### TASK ITEM
Report only the number of lines below in which the string "would" appears.

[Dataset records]
□ □ □ □

PR #195, opened 2022-08-03
Startup window

npmaile:
Window that opens on startup from desktop or optionally when using the command line option to allow for setting the telemetry key


cmd/graphicalConfigure.go
```diff
@@ -0,0 +1,30 @@
...
+	"github.com/GridPlus/phonon-client/config"
+	"github.com/spf13/cobra"
+)
+
+// graphicalConfigureCmd represents the graphicalConfigure command
+var graphicalConfigureCmd = &cobra.Command{
+	Use:   "graphicalConfigure",
+	Short: "A brief description of your command",
+	Long: `A longer description that spans multiple lines and likely contains examples
+and usage of using your command. For example:
```
maevyn11, line 17: needs a description so CLI users know what they're looking at.

config/config.go
```diff
@@ -31,22 +32,27 @@ func DefaultConfig() Config {
 }
 
 func SetDefaultConfig() {
-	viper.SetDefault("AppletCACert", cert.PhononAlphaCAPubKey)
+	viper.SetDefault("AppletCACert", string(cert.PhononAlphaCAPubKey))
```
maevyn11, line 35: why is this changed to string? Isn't AppletCACert asking for a []byte?

config/graphical.go
```diff
@@ -0,0 +1,101 @@
...
+	"fyne.io/fyne/v2/widget"
+	"github.com/spf13/viper"
+)
+
+var loggingTestURL = "https://logs.phonon.network/testKey"
+
+func GraphicalConfiguration() {
+	a := app.New()
+	w := a.NewWindow("Configure Phonon Application")
+	welcome := widget.NewLabel("Welcome to Phonon configuration. Please paste your alpha logging key here")
```
maevyn11, line 24: key is referred to as "Telemetry Key" below, I would stick with the same name in all the user facing text to avoid confusion. Suggest "Please paste your telemetry key here"

config/graphical.go
```diff
@@ -0,0 +1,101 @@
...
+			return err
+		}
+	case "windows":
+		configPath = homedir + "\\.phonon\\"
+		os.MkdirAll(configPath, 0700)
+	default:
+		return fmt.Errorf("unable to set configuration path for %s", runtime.GOOS)
+	}
+	return viper.WriteConfigAs(configPath + "phonon.yml")
+}
```
maevyn11, line 75: I think this function belongs in the Config package where it can be reused. Also LoadConfig() and this should derive the homedir in the same way so they can't get out of sync. Suggest factoring out the homedir detection and directory creation into one or two other functions called by SaveConfig and LoadConfig

release/MacOS/Phonon.app/Contents/MacOS/phonon-launcher
```diff
@@ -1,10 +1,21 @@
...
 then
+	echo "a"
+	if ! [ -f "$HOME/.phonon/phonon.yml" ] ; then
+		echo "b"
+		"${0%/*}/phonon_arm64" graphicalConfigure
+		echo "c"
+	fi
+	echo "d"
 	exec "${0%/*}/phonon_arm64" webUI -p 8080
+	echo "e"
```
maevyn11, line 12: assume these echo statements are for debugging and should be removed before merge?

release/MacOS/Phonon.app/Contents/MacOS/phonon-launcher
```diff
@@ -1,10 +1,21 @@
 #!/usr/bin/env bash
 if [ `arch` == "arm64" ] 
 then
+	echo "a"
+	if ! [ -f "$HOME/.phonon/phonon.yml" ] ; then
```
maevyn11, line 5: Can this check the telemetry key test endpoint instead of checking for the config file like we discussed? 

Otherwise this would have to account for the alternate config files supported within Viper's config setup.

maevyn11 (changes requested):
Left a review on the code, going to run through the configurator myself and give some design feedback.

config/graphical.go
npmaile: it is in the config package

release/MacOS/Phonon.app/Contents/MacOS/phonon-launcher
npmaile: correct

config/graphical.go
```diff
@@ -0,0 +1,101 @@
...
+	welcome := widget.NewLabel("Welcome to Phonon configuration. Please paste your alpha logging key here")
+	keyBox := widget.NewEntry()
+	w.SetContent(container.NewVBox(
+		welcome,
+		keyBox,
+		widget.NewButton("Test Logging Key", func() {
+			cleaned := strings.Trim(keyBox.Text, `\ `)
+			err := CheckTelemetryKey(cleaned)
+			if err != nil {
+				welcome.SetText(fmt.Sprintf("Telemetry key validation failed: %s", err.Error()))
```
maevyn11, line 33: I don't seem to be able to get this error to show

config/graphical.go
```diff
@@ -0,0 +1,101 @@
...
+			}
```
maevyn11, line 34: Should be some confirmation text for the user when the logging key test succeeds.

release/MacOS/Phonon.app/Contents/MacOS/phonon-launcher
npmaile: not really. I'm assuming graphical users will not want to use an alternative config path, and if the check fails here, the application will fail to launch. the endpoint check will happen when it's being configured and in the app. The launcher really shouldn't be making calls to the network, and there's not really any way to notify the user of what's going on if it fails

config/graphical.go
maevyn11: right...didn't realize that at the time. Guess I expected it to be in config.go because this doesn't specifically pertain to the graphical frontend configurator.

config/graphical.go
maevyn11: nvm. I can get it to show, I just didn't realize that lack of output meant it was succeeding.

config/graphical.go
```diff
@@ -0,0 +1,101 @@
...
+func GraphicalConfiguration() {
+	a := app.New()
+	w := a.NewWindow("Configure Phonon Application")
+	welcome := widget.NewLabel("Welcome to Phonon configuration. Please paste your alpha logging key here")
+	keyBox := widget.NewEntry()
+	w.SetContent(container.NewVBox(
+		welcome,
+		keyBox,
+		widget.NewButton("Test Logging Key", func() {
+			cleaned := strings.Trim(keyBox.Text, `\ `)
```
maevyn11, line 30: If you open the graphicalConfigure dialog and you already have a key configured in the config file, but you don't paste it into the box, clicking this test returns an error for "no auth given." 

Ideally if a config key is already present, the test button will use that one. Maybe if the logging key input box is empty we can look in the existing config for a key to check, and return the check results based on that? 

In fact, we could drop the "Save Configuration" button, and only save the config when there has been a confirmed sucessful test of the logging key. I'm concerned some users will hit test but then skip hitting "Save" and not realize no config file has been written.

maevyn11 (changes requested):

release/MacOS/Phonon.app/Contents/MacOS/phonon-launcher
maevyn11: right makes sense. Yea network call here is a bad idea. 

This could cause problems for users who use both the GUI and the CLI and have an alternate config path, but we could fix that by replicating alternate config files into the "standard config location" Not a big deal for now as that will be an unlikely scenario, and we can cross that bridge when we actually encounter the problem.

maevyn11:
UI looks pretty good design wise. Idk what options exist in this dialog library, but if it could use the phonon brand colors to match more or less the frontend colors that'd be slick. 

Only other suggestion would be to drop the "Save Configuration". button and combine that workflow into one step with a successful test also saving the config, like I suggested in another comment.

config/config.go
```diff
@@ -82,3 +89,36 @@ func LoadConfig() (config Config, err error) {
...
+	configPath, err := DefaultConfigPath()
+	if err != nil {
+		return err
+	}
+	err = os.MkdirAll(configPath, 0700)
+	if err != nil {
+		return err
+	}
+	return viper.WriteConfigAs(configPath + "phonon.yml")
+}
```
maevyn11, line 124: Something in this config save is writing the appletcacert key as a decimal list that looks like this: 
```
appletcacert:
- 4
- 114
- 213
- 140
- 30
- 196
- 143
...
```
This should really be changed so we're just saving the "dev" or "alpha" config key and the appletcacert variable is not written to the config file.

maevyn11 (changes requested):

npmaile:
tested and working on windows and linux

config/config.go
npmaile: fixed

maevyn11 (approved):
Looks good!

PR #269, opened 2015-06-17
adding t2 large

elliotmoore:
https://aws.amazon.com/about-aws/whats-new/2015/06/introducing-a-new-amazon-ec2-t2-instance-t2-large/


markpeek:
Thanks!

PR #270, opened 2015-06-17
Add ManagedPolicyArns property to AWS::IAM::Role

ProgramZeta:
Add the ManagedPolicyArns property to the Role object, listed in AWS's docs here:
http://docs.aws.amazon.com/AWSCloudFormation/latest/UserGuide/aws-resource-iam-role.html#cfn-iam-role-managepolicyarns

□ □ □ □

### SOLUTION FOR THIS PROBLEM
3